Start of Data section
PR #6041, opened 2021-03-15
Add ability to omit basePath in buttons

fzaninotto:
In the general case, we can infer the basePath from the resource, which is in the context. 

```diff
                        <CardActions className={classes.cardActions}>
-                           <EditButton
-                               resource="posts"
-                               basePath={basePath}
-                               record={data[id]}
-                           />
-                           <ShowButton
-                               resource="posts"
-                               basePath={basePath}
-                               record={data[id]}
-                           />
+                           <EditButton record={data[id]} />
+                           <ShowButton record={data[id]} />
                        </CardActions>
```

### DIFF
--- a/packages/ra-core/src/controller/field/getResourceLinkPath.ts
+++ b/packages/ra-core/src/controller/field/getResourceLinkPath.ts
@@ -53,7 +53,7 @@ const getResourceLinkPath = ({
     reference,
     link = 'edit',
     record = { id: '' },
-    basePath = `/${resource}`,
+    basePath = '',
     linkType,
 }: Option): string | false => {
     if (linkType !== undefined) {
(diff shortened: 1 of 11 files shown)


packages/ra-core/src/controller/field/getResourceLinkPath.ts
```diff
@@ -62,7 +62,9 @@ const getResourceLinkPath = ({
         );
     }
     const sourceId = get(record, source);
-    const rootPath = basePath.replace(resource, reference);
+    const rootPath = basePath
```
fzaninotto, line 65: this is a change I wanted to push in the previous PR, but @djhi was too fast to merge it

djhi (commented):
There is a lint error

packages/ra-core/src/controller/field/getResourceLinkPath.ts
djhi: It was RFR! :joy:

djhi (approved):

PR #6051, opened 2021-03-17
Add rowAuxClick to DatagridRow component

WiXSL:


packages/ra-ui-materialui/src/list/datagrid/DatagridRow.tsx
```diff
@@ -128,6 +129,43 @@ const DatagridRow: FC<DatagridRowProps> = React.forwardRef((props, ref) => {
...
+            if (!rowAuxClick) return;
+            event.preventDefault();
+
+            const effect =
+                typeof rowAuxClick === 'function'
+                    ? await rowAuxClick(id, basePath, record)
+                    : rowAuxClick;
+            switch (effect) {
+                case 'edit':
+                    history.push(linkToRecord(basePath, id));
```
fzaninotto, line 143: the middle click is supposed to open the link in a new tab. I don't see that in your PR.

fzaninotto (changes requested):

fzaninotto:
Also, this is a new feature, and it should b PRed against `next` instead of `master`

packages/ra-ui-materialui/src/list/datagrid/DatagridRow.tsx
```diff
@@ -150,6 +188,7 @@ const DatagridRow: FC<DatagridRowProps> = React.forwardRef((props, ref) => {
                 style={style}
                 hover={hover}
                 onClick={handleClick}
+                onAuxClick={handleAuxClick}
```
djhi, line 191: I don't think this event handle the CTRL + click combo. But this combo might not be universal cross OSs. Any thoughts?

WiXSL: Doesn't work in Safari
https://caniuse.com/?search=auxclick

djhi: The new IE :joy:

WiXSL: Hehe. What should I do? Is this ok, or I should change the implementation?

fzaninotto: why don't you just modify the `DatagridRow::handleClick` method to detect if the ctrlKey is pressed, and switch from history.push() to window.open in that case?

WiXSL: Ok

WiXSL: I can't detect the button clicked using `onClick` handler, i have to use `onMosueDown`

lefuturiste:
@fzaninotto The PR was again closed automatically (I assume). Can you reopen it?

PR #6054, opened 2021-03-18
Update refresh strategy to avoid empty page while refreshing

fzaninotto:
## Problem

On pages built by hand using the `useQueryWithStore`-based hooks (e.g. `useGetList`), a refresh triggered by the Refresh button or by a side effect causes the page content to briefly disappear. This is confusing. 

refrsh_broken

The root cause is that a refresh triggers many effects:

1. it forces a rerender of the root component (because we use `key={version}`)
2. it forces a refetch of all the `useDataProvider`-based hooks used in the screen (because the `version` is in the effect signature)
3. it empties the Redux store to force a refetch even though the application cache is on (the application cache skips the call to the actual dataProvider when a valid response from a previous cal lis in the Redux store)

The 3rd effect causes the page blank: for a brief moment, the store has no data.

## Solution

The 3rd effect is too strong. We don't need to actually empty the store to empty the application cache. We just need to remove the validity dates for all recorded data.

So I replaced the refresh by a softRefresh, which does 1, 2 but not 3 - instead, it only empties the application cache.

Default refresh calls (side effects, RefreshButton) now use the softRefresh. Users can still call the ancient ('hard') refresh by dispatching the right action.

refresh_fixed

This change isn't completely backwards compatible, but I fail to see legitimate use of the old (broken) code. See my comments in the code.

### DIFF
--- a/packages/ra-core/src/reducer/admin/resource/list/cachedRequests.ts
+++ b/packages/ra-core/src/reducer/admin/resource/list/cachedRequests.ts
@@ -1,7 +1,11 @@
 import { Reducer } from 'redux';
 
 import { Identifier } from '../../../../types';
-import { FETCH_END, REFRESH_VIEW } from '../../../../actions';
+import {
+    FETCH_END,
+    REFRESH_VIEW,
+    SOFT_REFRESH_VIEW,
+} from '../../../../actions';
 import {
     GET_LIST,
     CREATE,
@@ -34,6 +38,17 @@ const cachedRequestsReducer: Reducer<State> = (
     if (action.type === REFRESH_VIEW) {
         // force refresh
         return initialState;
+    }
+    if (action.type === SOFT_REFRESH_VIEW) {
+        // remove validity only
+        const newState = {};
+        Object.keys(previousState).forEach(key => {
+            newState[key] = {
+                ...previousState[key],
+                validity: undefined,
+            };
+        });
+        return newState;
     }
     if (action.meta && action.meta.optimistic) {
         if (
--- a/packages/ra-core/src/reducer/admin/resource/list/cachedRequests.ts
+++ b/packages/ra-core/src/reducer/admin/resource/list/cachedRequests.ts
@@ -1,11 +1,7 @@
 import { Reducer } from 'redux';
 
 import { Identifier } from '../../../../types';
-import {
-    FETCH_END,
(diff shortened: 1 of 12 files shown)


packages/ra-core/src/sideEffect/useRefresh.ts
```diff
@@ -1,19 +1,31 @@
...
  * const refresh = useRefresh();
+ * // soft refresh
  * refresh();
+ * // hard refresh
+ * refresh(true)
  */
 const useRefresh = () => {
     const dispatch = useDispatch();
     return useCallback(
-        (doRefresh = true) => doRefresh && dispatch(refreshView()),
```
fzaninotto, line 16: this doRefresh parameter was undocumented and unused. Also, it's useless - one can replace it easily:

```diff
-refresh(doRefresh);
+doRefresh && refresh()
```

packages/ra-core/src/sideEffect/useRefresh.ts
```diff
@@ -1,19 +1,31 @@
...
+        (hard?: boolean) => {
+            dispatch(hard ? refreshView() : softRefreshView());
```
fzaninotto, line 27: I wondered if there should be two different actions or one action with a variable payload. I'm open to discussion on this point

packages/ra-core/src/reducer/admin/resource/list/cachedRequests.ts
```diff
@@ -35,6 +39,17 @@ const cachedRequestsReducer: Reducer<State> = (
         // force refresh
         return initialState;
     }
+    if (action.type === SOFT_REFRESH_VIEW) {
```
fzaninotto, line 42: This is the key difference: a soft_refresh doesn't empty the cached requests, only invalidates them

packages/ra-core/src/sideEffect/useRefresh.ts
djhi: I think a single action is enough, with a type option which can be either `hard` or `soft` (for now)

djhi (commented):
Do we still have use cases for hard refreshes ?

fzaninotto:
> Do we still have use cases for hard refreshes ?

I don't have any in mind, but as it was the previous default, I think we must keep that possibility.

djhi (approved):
End of Data section
What to produce: Return, from the data, each line where the string "based" occurs.

Output below:
On pages built by hand using the `useQueryWithStore`-based hooks (e.g. `useGetList`), a refresh triggered by the Refresh button or by a side effect causes the page content to briefly disappear. This is confusing. 
2. it forces a refetch of all the `useDataProvider`-based hooks used in the screen (because the `version` is in the effect signature)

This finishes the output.